PR #2399, opened 2018-01-19
Add kernelspecs record

theengineear:
Please excuse any shortcomings wrt `flow` / `immutable`, I'm far from an expert at either technology. This is a stab at getting our typings set based on our plan doc in https://github.com/nteract/nteract/pull/2338

Also, just wondering about the pattern in general here. Should we have these types in a separate package? Or, should the `core` stuff be in core? What's the common convention?

### DIFF
--- a/packages/types/src/core/hosts.js
+++ b/packages/types/src/core/hosts.js
@@ -1,24 +1,20 @@
 // @flow
 import type { ChildProcess } from "child_process";
+import type { Id } from "./id";
+import type { RecordFactory, RecordOf } from "immutable";
+import type { Ref } from "./ref";
+import type { KernelspecsRef } from "./kernelspecs";
 
-// The Id type is for external resources, e.g. with /api/kernels/9092-7679-9978-8822,
-// 9092-7679-9978-8822 is the Id
-export opaque type Id = string;
-// A ref is an internal Id, used for kernels, hosts, kernelspec collections, etc.
-export opaque type Ref = string;
+import { Record, List } from "immutable";
 
 export opaque type KernelRef = Ref;
 export opaque type HostRef = Ref;
-export opaque type KernelSpecsRef = Ref;
-
-import type { RecordFactory, RecordOf } from "immutable";
-import { Record, List } from "immutable";
 
 export type BaseHostProps = {
   id: ?Id,
   ref: ?HostRef,
   selectedKernelRef: ?KernelRef,
-  kernelSpecsRef: ?KernelSpecsRef, // reference to a collection of kernelspecs
+  kernelspecsRef: ?KernelspecsRef, // reference to a collection of kernelspecs
   defaultKernelName: ?string,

========================

### [ABOUT THIS EXERCISE]
Reproduce verbatim the range of lines that opens the records and closes with the line containing "-export opaque type Ref = string;". Omit everything after it.

### [EXERCISE RESULT]
PR #2399, opened 2018-01-19
Add kernelspecs record

theengineear:
Please excuse any shortcomings wrt `flow` / `immutable`, I'm far from an expert at either technology. This is a stab at getting our typings set based on our plan doc in https://github.com/nteract/nteract/pull/2338

Also, just wondering about the pattern in general here. Should we have these types in a separate package? Or, should the `core` stuff be in core? What's the common convention?

### DIFF
--- a/packages/types/src/core/hosts.js
+++ b/packages/types/src/core/hosts.js
@@ -1,24 +1,20 @@
 // @flow
 import type { ChildProcess } from "child_process";
+import type { Id } from "./id";
+import type { RecordFactory, RecordOf } from "immutable";
+import type { Ref } from "./ref";
+import type { KernelspecsRef } from "./kernelspecs";
 
-// The Id type is for external resources, e.g. with /api/kernels/9092-7679-9978-8822,
-// 9092-7679-9978-8822 is the Id
-export opaque type Id = string;
-// A ref is an internal Id, used for kernels, hosts, kernelspec collections, etc.
-export opaque type Ref = string;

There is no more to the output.